Which to be honest is a bit forward to someone who has spent a large portion of her career working with containers and trying to make containers more secure. Here is what I tell them:
The Design of Solaris Zones, BSD Jails, VMs and containers are very different.
Solaris Zones, BSD Jails, and VMs are first class concepts. This is clear from the Solaris Zone Design Spec and the BSD Jails Handbook. I hope it can go without saying that VMs are very much a first class object without me having to link you somewhere :P.
Containers on the other hand are not real things. I have said this in many talks and I’m saying it again now.
A “container” is just a term people use to describe a combination of Linux namespaces and cgroups. Linux namespaces and cgroups ARE first class objects. NOT containers.
I am trying to make this distinction very clear to make a point. The designs are different. PERIOD.
Let’s go over some of the things you can do with containers that you CANNOT do with Jails or Zones or VMs.
Since containers are made with specific building blocks of namespaces this allows for doing some super neat things like sharing namespaces.
There are many different namespaces but I will give a couple examples.
This specific example can be seen in a demo by Arnaud Porterie from our talk at Dockercon EU in 2015. You can have your application running in one container, then in a different container sharing a net namespace you can run wireshark and inspect the packets from the first container.
You could also do the same with sharing a pid namespace, except instead of running wireshark you can run strace and debug your application from an entirely different container.
Sharing X socket
I assume if you are on my blog you are familiar with my posts on running containers on your desktop.
To really drive home a point I’m going to make an analogy describing each of these things in terms of legos.
VMs, Jails, and Zones are if you bought the legos already put together AND glued. So it’s basically the Death Star and you don’t have to do any work you get it pre-assembled out of the box. You can’t even take it apart.
Containers come with just the pieces so while the box says to build the Death Star, you are not tied to that. You can build two boats connected by a flipping ocean and no one is going to stop you.
This kind of flexibility allows for super awesome things but of course comes at a price.
Complexity == Bugs
Now is the point where the person I would be having the conversation with starts yelling at me that containers are not secure. Hello, thank you, I am aware.
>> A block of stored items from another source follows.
PR #817, opened 2023-12-16
api: Add get_stream_email_address().

rsashank:
Python wrapper function for the new endpoint introduced in ZFL 226 to fetch a stream's email address. This could enhance the ease of making calls within zulip terminal and potentially other clients.

### DIFF
--- a/zulip/zulip/__init__.py
+++ b/zulip/zulip/__init__.py
@@ -1488,6 +1488,15 @@ class Client:
         """
         return self.call_endpoint(url=f"users/me/{stream_id}/topics", method="GET")
 
+    def get_stream_email_address(self, stream_id: int) -> Dict[str, Any]:
+        """
+        Example usage:
+
+        >>> client.get_stream_email_address(stream_id=1)
+        {'result': 'success', 'msg': '', 'email': 'username@example.com'}
+        """
+        return self.call_endpoint(url=f"streams/{stream_id}/email_address", method="GET")
+
     def get_user_groups(self) -> Dict[str, Any]:
         """
         Example usage:


zulip/zulip/__init__.py
```diff
@@ -1488,6 +1488,13 @@ def get_stream_topics(self, stream_id: int) -> Dict[str, Any]:
         """
         return self.call_endpoint(url=f"users/me/{stream_id}/topics", method="GET")
 
+    def get_stream_email_address(self, stream_id: int) -> Dict[str, Any]:
+        """
+        Example usage: client.get_stream_email_address(stream_id)
+        """
+        url = f"streams/{stream_id}/email_address"
+        return self.call_endpoint(url=url, method="GET")
```
neiljp, line 1496: This looks functional enough; have you manually tested this?

When contributing to a codebase it's useful to look at nearby code to match the style. My thoughts would be:
- the example doesn't use literals, which others nearby do?
- some nearby examples use a repl-like format, and show an idea of an expected successful response
- most nearby functions inline the url

A question for someone else: does this need backwards-compatibility for servers that don't have this endpoint?

rsashank: Thanks for reviewing. I've updated the PR with the given feedback. 

I have tested this manually by putting it into the ZT model. Are there alternative methods for manual testing that I might not be familiar with?

zulip/zulip/__init__.py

Also if anyone gives a shit about actually fixing this, it’s me.
Again, containers were not a top level design, they are something we build from Linux primitives. Zones, Jails, and VMs are designed as top level isolation.
The cool things I expressed above allow for a level of flexibility and control that Zones, Jails, and VMs do not. By design.
This extra complexity leads to bugs that lead to container escapes. Don’t get me wrong you could also escape a VM, Jail or Zone, but the design is not as complicated as that of the primitives that make up containers. Less is more, and the less complexity you have the less likely you will have odd, edge case bugs.
The point I am trying to make is that Jails, Zones, VMs and containers were designed and built in different ways. Containers are not a Linux isolation primitive, they merely consume Linux primitives which allow for some interesting interactions. They are not perfect; Nothing is.
We can make them better by reducing some of the complexity and building hardening features around them which is a goal I have been trying and will continue trying to do.
You can get a sandbox level of isolation with containers, which I wrote in more detail about here. But this requires doing the work of building the Death Star from your pieces of Seccomp, AppArmor, and SELinux profiles.
I personally love Zones, Jails, and VMs and I think they all have a particular use case. The confusion with containers primarily lies in assuming they fulfill the same use case as the others; which they do not. Containers allow for a flexibility and control that is not possible with Jails, Zones, or VMs. And THAT IS A FEATURE.